Learning Efficient Tensor Representations with Ring Structure Networks

Abstract: Tensor train (TT) decomposition is a powerful representation for high-order tensors, which has been successfully applied to various machine learning tasks in recent years. However, since the tensor product is not commutative, permutation of data dimensions makes solutions and TT-ranks of TT decomposition inconsistent. To alleviate this problem, we propose a permutation symmetric network structure by employing circular multilinear products over a sequence of low-order core tensors. This network structure can be graphically interpreted as a cyclic interconnection of tensors, and thus we call it tensor ring (TR) representation. We develop several efficient algorithms to learn TR representation with adaptive TR-ranks by employing low-rank approximations. Furthermore, mathematical properties are investigated, which enables us to perform basic operations in a computationally efficiently way by using TR representations. Experimental results on synthetic signals and real-world datasets demonstrate that the proposed TR network is more expressive and consistently informative than existing TT networks.

• The paper introduces tensor ring decomposition, which overcomes limitations of tensor train models by using a ring structure that eliminates strict boundary rank constraints.
• The proposed methods, TR-SVD and Block-Wise ALS, efficiently compute tensor operations and adapt ranks for scalable high-dimensional data processing.
• Experimental results on datasets like COIL-100 and KTH video demonstrate that the TR model achieves superior accuracy, flexibility, and robustness in representing complex data patterns.

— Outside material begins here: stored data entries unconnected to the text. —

PR #3896, opened 2015-06-05
Updated the MySQLi Driver to Support SSL Connections

### LINKED ISSUE #3781: Add SSL Support to MySQLi Driver
There has been a hack out there for years to enable this. Really should be put into core. Given the security issues that have risen over the past couple of years there really is no excuse for not using encrypted communications between systems internally. I will fork and submit a proper pull request for this feature once I get it working and tested. You can find a snippet of that core hack on this pastbin (http://pastebin.com/ekVJMdRG). I'm working on something a bit more complete.

timnolte:
Uses the DB_driver class encrypt option as the flag for turning on encryption. Also added SSL connection validation with error logging in order to provide users a way to know if they are actually connecting via SSL. This commit fixes #3781

Signed-off-by: Tim Nolte <noltet@sekisui-spi.com>


timnolte:
OK, so I added some additional parameters to the MySQLi driver that I realize that I didn't add to the database documentation. The options I added are not actually critical to SSL work depending on the users' server setup. If I need to I can add those additional parameters to the documentation and submit a new pull request.

timnolte:
OK, went back and made some additional updates to make sure I covered documentation/example requirements. This PR should be all set barring any disagreement with the implementation.

narfbg:
It's a great feature, but adding 6 config options that work only with a single database driver ... I'm really not sure about that.

timnolte:
@narfbg OK, well 5 of those are for SSL specifically. We could make that 1 config option as an array (ssl_options). I guess I didn't see a problem since the MySQLi driver already pushes 3 unique config options (compress/delete_hack/stricton). I want to make sure that the SSL implementation is complete and won't result in some users having to hack core in order to get their SSL setup working. What would you rather see for this? I'm open to whatever alternatives better fit with the vision of the project. Thanks!

narfbg:
Well, we try to only have features that are available to at least few drivers. 'delete_hack' and 'stricton' are MySQL-only, but not limited to the 'mysqli' driver (and to be honest, they are quite old too; the former probably wouldn't be accepted today),

'compress' being an option (not an additional QB method, for example) made it acceptable, but it's a *single* option ... Squeezing these 5 into an array might work, but please remove the 'db_options' one.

Learning Efficient Tensor Representations with Ring Structure Networks

Introduction

The paper "Learning Efficient Tensor Representations with Ring Structure Networks" introduces a novel approach to tensor decomposition, specifically focusing on high-order tensors commonly used in machine learning and signal processing. Tensor train (TT) decomposition has been widely used in these fields due to its ability to mitigate the curse of dimensionality. However, existing TT models exhibit limitations such as sensitivity to data permutation and rigid rank constraints. This paper proposes the tensor ring (TR) decomposition, an alternative that aims to enhance flexibility and representation power.

Tensor Ring Decomposition

TR decomposition builds upon the TT model by introducing a ring structure that connects the first and last core tensors, creating a circular interconnection. This structure alleviates the non-commutative nature of tensor products, thus addressing permutation sensitivity. Importantly, TR decomposition does not require the strict constraint $r_1=r_{d+1}=1$, enhancing the model's representational capacity.

Mathematically, a $d$-dimensional tensor is decomposed into a sequence of 3rd-order core tensors. Each element of the tensor is approximated by a circular trace operation over these core tensors. This design allows TR models to maintain permutation symmetry, ensuring consistent solutions regardless of tensor dimension order—an advantage over traditional TT models.

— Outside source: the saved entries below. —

PR #3897, opened 2015-06-06
Add namespaced controller

kenjis:
How about this?

If we use sub folder, we sometimes create the same name controller classes.
If we could use namespaced controllers, we can avoid name conflicts.

For example:
```
controllers/Welcome.php     -> App\Controller\Welcome
controllers/foo/Welcome.php -> App\Controller\Foo\Welcome
```

If there are controllers with the same class name, we can't do phpunit testing.

### DIFF
--- a/application/config/config.php
+++ b/application/config/config.php
@@ -496,3 +496,14 @@ $config['rewrite_short_tags'] = FALSE;
 | Array:		array('10.0.1.200', '192.168.5.0/24')
 */
 $config['proxy_ips'] = '';
+
+/*
+|--------------------------------------------------------------------------
+| Controller Namespace
+|--------------------------------------------------------------------------
+|
+| This item allows you to set namespace to controllers.
+|
+|	$config['controller_namespace'] = 'App\\Controller';
+*/
+$config['controller_namespace'] = '';
--- a/system/core/CodeIgniter.php
+++ b/system/core/CodeIgniter.php
@@ -397,6 +397,22 @@ if ( ! is_php('5.4'))
 
 	$e404 = FALSE;
 	$class = ucfirst($RTR->class);
+	$namespace = config_item('controller_namespace');
+	if ($namespace)
+	{
+		if ($RTR->directory)
+		{
+			$classname = $namespace.'\\'.$RTR->directory.'\\'.$class;
+		}
+		else
+		{
+			$classname = $namespace.'\\'.$class;
+		}
+	}
+	else
+	{
+		$classname = $class;
+	}
 	$method = $RTR->method;
 
 	if (empty($class) OR ! file_exists(APPPATH.'controllers/'.$RTR->directory.$class.'.php'))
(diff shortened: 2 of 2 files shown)


lonnieezell:
If you're using Composer as your autoloader, there's no need for anything like this. Simply add the folders you want your controllers to be found in as their namespace. 

Something like this in composer.json:

```
"autoload": {
  "psr-4": {
    "App\\Controllers\\": "application/controllers",
    "App\\": ["application/libraries", "application/models"]
  }
}
```

This example also allows the main App namespace to find files in the libraries or models folder.

kenjis:
I did as your way, but I got "404 Page Not Found".

~~~diff
diff --git a/application/config/config.php b/application/config/config.php
index 94e5d28..7ca76a3 100644
--- a/application/config/config.php
+++ b/application/config/config.php
@@ -131,7 +131,7 @@ $config['subclass_prefix'] = 'MY_';
 | Note: This will NOT disable or override the CodeIgniter-specific
 |  autoloading (application/config/autoload.php)
 */
-$config['composer_autoload'] = FALSE;
+$config['composer_autoload'] = TRUE;
 
 /*
 |--------------------------------------------------------------------------
diff --git a/application/controllers/Welcome.php b/application/controllers/Welcome.php
index 34535ef..64e1e10 100644
--- a/application/controllers/Welcome.php
+++ b/application/controllers/Welcome.php
@@ -1,7 +1,9 @@
 <?php
+namespace App\Controller;
+
 defined('BASEPATH') OR exit('No direct script access allowed');
 
-class Welcome extends CI_Controller {
+class Welcome extends \CI_Controller {
 
    /**
     * Index Page for this controller.
diff --git a/composer.json b/composer.json
index 0653a78..2977490 100644
--- a/composer.json
+++ b/composer.json
@@ -15,5 +15,10 @@
    },
    "require-dev": {
        "mikey179/vfsStream": "1.1.*"
+ },
+ "autoload": {
+     "psr-4": {
+         "App\\Controller\\": "application/controllers"
+     }
    }
 }
\ No newline at end of file
~~~

~~~
$ composer update
~~~

Am I something missing?

lonnieezell:
I would do a `composer dump-autoload`. That has a tendency to fix things when I've added new namespaces into the mix. 

Also - have you run `composer install` in that project before to get composer setup correctly?

kenjis:
I run `composer update`. It generates autoload files.

> Also - have you run composer install in that project before to get composer setup correctly? 

I don't remember.

How about this?
~~~
$ rm -rf vendor/
$ composer update
~~~

I still get "404 Page Not Found".

I don't understand why your way could run controller method.
If I access `/`, then controller name in CI is `Welcome` and not `App\Controller\Welcome`.

narfbg:
No - it's a BC break. And I don't see the point really; even if we supported namespaces, controllers would be the least useful place to use them.

Judging by your previous PR as well, you seem very eager to get namespaces into CI ... that's all fine, but it's not going to happen with tiny patches and deffinately not in the 3.0.x version tree.

kenjis:
Where is BC break?

The problem is how to test the same name controllers.

For example,

~~~
controllers/Welcome.php
controllers/foo/Welcome.php
~~~

They have the same classname `Welcome`. We can't declare the same name classes.
We don't use the same classname if we want to test them.

narfbg:
Hmm ... I missed the `if ($namespace)` condition - it's not a BC break indeed.

Still, adding a config item for namespaces for the sole purpose of easier testing isn't something I'd be happy with. PHPUnit (which I assume you use for testing) supports process isolation - every testcase can be ran in a different process and you wouldn't have name collisions.

kenjis:
Yes, I use PHPUnit, but process isolation does not help.
Because process isolation automatically includes all previously included files.
After all, I get `Cannot redeclare class Welcome...`

narfbg:
That behavior can also be modified ... https://phpunit.de/manual/current/en/appendixes.annotations.html#appendixes.annotations.preserveGlobalState

kenjis:
Oh, you're right.

I could write test for controllers with name collisions:
https://github.com/kenjis/ci-app-for-ci-phpunit-test/blob/master/application/tests/controllers/sub/Welcome_test.php

Thanks for your help. I could probably write tests with 100% coverage for CodeIgniter applications.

Algorithms for TR Representation

Two core algorithms are developed for efficient learning of TR representations: TR-SVD and Block-Wise Alternating Least Squares (ALS).

• TR-SVD: A non-iterative algorithm utilizing sequential singular value decompositions to construct TR representations. It is designed to be computationally efficient and scalable, suitable for large datasets with high-order tensors.
• Block-Wise ALS: An iterative algorithm enhancing the adaptation of TR-ranks by updating two adjacent cores simultaneously. This method leverages block optimization, employing truncated SVD to achieve the best approximation with rank adaptation.

Both algorithms efficiently perform tensor operations such as addition, multilinear products, and inner products directly on TR representations, thus supporting scalable processing of high-dimensional data.

Properties and Theoretical Insights

The paper investigates several mathematical properties of TR representation, demonstrating how operations like addition, Hadamard product, and inner product can be efficiently computed using the TR structure. These operations are crucial for practical applications in complex machine learning tasks. The theoretical framework ensures that compact and scalable tensor representation is achievable, providing robust tools for high-dimensional dataset processing.

Experimental Results

Empirical evaluations demonstrate the TR model's superior performance and robustness compared to traditional TT models. Experiments on synthetic data and real-world datasets, including the COIL-100 and KTH video datasets, showcase TR's higher expressiveness and accuracy in representing complex patterns, along with its efficient scalability due to reduced parameter requirements.

Conclusion

The introduction of tensor ring decomposition marks a significant step towards more adaptive and powerful tensor representations in machine learning. By alleviating the limitations of TT decomposition through a novel ring structure, TR models provide enhanced flexibility and computational efficiency. The paper's proposed algorithms and theoretical insights lay the foundation for future advancements in scalable high-order tensor computations, promising broader applications in AI and data processing.